Try to make the blood monitoring part of your routine and let your specialist team know if you are running low on supplies. It really helps you get a clear picture of how well you are doing on your PKU diet.

Phe levels sometimes fluctuate due to periods of illness. However, make sure that you take your protein substitute frequently if possible as this can help to minimise any ups and downs. Your dietitian will also regularly update you with blood level results, and he/she can answer any questions that you may have.

Your specialist team will also undertake further monitoring when they see you in the outpatient clinic.

Managing illness

During illness, infection and/or loss of appetite, the body breaks down its own protein to use as energy. This releases Phe into the bloodstream and causes a sharp rise in blood Phe levels, which will return to normal once the illness has resolved.
If you are not well, aim to drink plenty of fluids including the protein substitute if possible (smaller, more frequent doses are often better). Extra calories can also be provided by using carbohydrate containing drinks, e.g. sugar containing squash or juice. Contact your specialist team for advice and for more information on what to do when you are not feeling well.

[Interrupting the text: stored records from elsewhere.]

PR #2626, opened 2024-02-14
fix: og image url random parameter

kopancek:
## Changes

- Added random parameter to og image URL, so that when the image is changed, we get around the caching
- Use the same random parameter generation as we do in the API side.

As before, we can only test this in preview.

### DIFF
--- a/packages/webapp/components/layouts/ProfileLayout/index.tsx
+++ b/packages/webapp/components/layouts/ProfileLayout/index.tsx
@@ -57,6 +57,7 @@ export default function ProfileLayout({
     process.env.NEXT_PUBLIC_API_URL,
   );
   ogImageUrl.searchParams.set('type', 'wide');
+  ogImageUrl.searchParams.set('r', Math.random().toString(36).substring(2, 5));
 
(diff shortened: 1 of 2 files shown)


packages/webapp/components/layouts/ProfileLayout/index.tsx
```diff
@@ -57,6 +57,7 @@ export default function ProfileLayout({
     process.env.NEXT_PUBLIC_API_URL,
   );
   ogImageUrl.searchParams.set('type', 'wide');
```
sshanzel, line 59: Not part of this PR but wanted to ask, are we only going to use the wide version for OG?

sshanzel (approved):
Looks good to me 🚀

packages/webapp/components/layouts/ProfileLayout/index.tsx
kopancek: As far as I understand, yes: https://www.figma.com/file/nmfWPS7x3kzLUvYMkBx2kW/daily.dev---Dev-Mode?node-id=4234%3A17279&mode=dev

Where can I find more information and support?

  • Your specialist team: they should always be your first port of call for more information and any questions that you may have
  • The National Society for Phenylketonuria (NSPKU). Check out their website for more information on PKU, and for information on how to register as a member. A regular magazine, annual conference and organised events all help to keep you in touch with other families and what is going on in the PKU community
  • Also check out our social page for links to our Facebook, Instagram and Twitter 

NOTE: The dietary management for PKU varies for each person so all information presented here is for guidance purposes only. The information provided on this page is in no way intended to replace the care, advice and medical supervision of your healthcare professional. Your own dietitian and/or doctor will advise you on all aspects relating to management of PKU for you and your family. Always consult your healthcare professional before making any changes to your low-protein diet.